(Assigned task) Find the line in the data below that contains "schmidt-sebastian, line 1501: options?". Return that line and all the lines after it, unchanged.

(Saved data entries)
══════════════════════════════

PR #870, opened 2022-02-11
tests: add coverage for a successful read-only transaction with readTime

cherylEnkidu:
Add a test to cover the a successful transaction with readTime set before the last time changing the document.

### DIFF
--- a/google-cloud-firestore/src/test/java/com/google/cloud/firestore/it/ITSystemTest.java
+++ b/google-cloud-firestore/src/test/java/com/google/cloud/firestore/it/ITSystemTest.java
@@ -1491,6 +1491,37 @@ public class ITSystemTest {
   }
 
   @Test
+  public void readOnlyTransaction_successfulRead() throws Exception {
+    DocumentReference documentReference = randomColl.add(SINGLE_FIELD_MAP).get();
+
+    Timestamp firstWriteTime =
+        documentReference.set(Collections.singletonMap("counter", 1)).get().getUpdateTime();
+    documentReference.set(Collections.singletonMap("counter", 2)).get();
+
+    final TransactionOptions options =
+        TransactionOptions.createReadOnlyOptionsBuilder()
+            .setReadTime(
+                com.google.protobuf.Timestamp.newBuilder()
+                    .setSeconds(firstWriteTime.getSeconds())
+                    .setNanos(firstWriteTime.getNanos()))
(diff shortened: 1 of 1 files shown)


google-cloud-firestore/src/test/java/com/google/cloud/firestore/it/ITSystemTest.java
```diff
@@ -1490,6 +1490,41 @@ public void readOnlyTransaction_failureWhenAttemptingWrite()
...
+
+    final AtomicReference<DocumentSnapshot> ref = new AtomicReference<>();
+
+    final ApiFuture<Void> runTransaction =
+        firestore.runTransaction(
+            transaction -> {
+              final DocumentSnapshot snapshot =
+                  transaction.get(documentReference).get(5, TimeUnit.SECONDS);
+              ref.compareAndSet(null, snapshot);
+              return null;
```
schmidt-sebastian, line 1517: You could just return the value of the counter here. Then this transaction returns an `ApiFuture<Integer>` and you don't have to copy the document state.

google-cloud-firestore/src/test/java/com/google/cloud/firestore/it/ITSystemTest.java
```diff
@@ -1490,6 +1490,41 @@ public void readOnlyTransaction_failureWhenAttemptingWrite()
...
 
+  @Test
+  public void readOnlyTransaction_successfulRead() throws Exception {
+    DocumentReference documentReference = randomColl.add(SINGLE_FIELD_MAP).get();
+
+    Timestamp firstWriteTime =
+        documentReference.set(Collections.singletonMap("counter", 1)).get().getUpdateTime();
+    documentReference.set(Collections.singletonMap("counter", 2)).get();
+
+    final TransactionOptions option =
```
schmidt-sebastian, line 1501: options?

schmidt-sebastian (commented):
This is great! Thank you for doing this.

One thing to read up on is https://www.conventionalcommits.org/en/v1.0.0/

The TL/DR is that the repo tooling using the PR title to generate releases. This means that your PR has to follow the prescribed pattern. You could use a name as such:

tests: add coverage for a successful read-only transaction with readTime

Note that this only applies to Java and Node.

schmidt-sebastian (approved):

PR #1374, opened 2023-07-25
Chore: Setup integration tests against named db

wu-hui:


tom-andersen (approved):
There is some Kokoro magic I don't understand. But the Java changes look good!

══════════════════════════════

(Output of the exercise)
schmidt-sebastian, line 1501: options?

schmidt-sebastian (commented):
This is great! Thank you for doing this.

One thing to read up on is https://www.conventionalcommits.org/en/v1.0.0/

The TL/DR is that the repo tooling using the PR title to generate releases. This means that your PR has to follow the prescribed pattern. You could use a name as such:

tests: add coverage for a successful read-only transaction with readTime

Note that this only applies to Java and Node.

schmidt-sebastian (approved):

PR #1374, opened 2023-07-25
Chore: Setup integration tests against named db

wu-hui:


tom-andersen (approved):
There is some Kokoro magic I don't understand. But the Java changes look good!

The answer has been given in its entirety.